En cambio una candidata permanece inamovible con los cambios en el tablero electoral. Es Sandra Torres, quien según Haug no experimenta cambio significativo después de la salida de sus dos principales contrincantes. La fortaleza es su partido, con penetración total a nivel nacional.

La intención de voto hasta la segunda semana de mayo se concentraba en las 3 candidatas.

Tampoco veo que crezca porque el voto (de Aldana y Ríos) que se tiene que distribuir es urbano y ella tiene las áreas rurales.”, argumenta.

Hoy la firma CID Gallup publica la encuesta 85 de su serie de mediciones públicas en Guatemala.
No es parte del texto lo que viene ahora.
PR #65, opened 2020-03-10
Add support for creating wgpu surface on macOS

### LINKED ISSUE #29: Support for macOS
In #27 we implemented support for all platforms, but we have not yet been able to verify this by actually running an example on macOS. Need at least High Sierra 10.13 to have Metal.

Checks:
* [ ] OS X tk
* [ ] OS X qt
* [ ] OS X glfw

berendkleinhaneveld:
Here is the work we did on calling objective-c methods with ctypes, to replicate the example code from wgpu-native. Works for Qt and GLFW.

Closes #29

### DIFF
--- a/wgpu/backends/rs.py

Los resultados revelan que hasta la segunda semana de mayo, la intención de votos se concentraba en las 3 candidatas: Sandra Torres de UNE, Zury Ríos de Valor y Thelma Aldana del Movimiento Semilla.

La Corte de Constitucionalidad (CC) en los fallos de esta semana canceló la participación de Ríos y Aldana. Los partidos rezagados encuentran ahora una oportunidad. Aunque Francisco García, publicista y experto en comunicación, señala que en Guatemala las opciones del votante no se canalizarán necesariamente en una alternativa ideológica: los partidos, en su mayoría, son de centro derecho. “No hay ideologías, pero sí personajes muy fuertes”.

Quedan 30 días para celebrar elecciones generales. Esta es una contienda sin precedentes: el tablero de opciones se modificó en menos de 48 horas y dejó, por lo menos, a un 22% de votantes decididos sin su opción.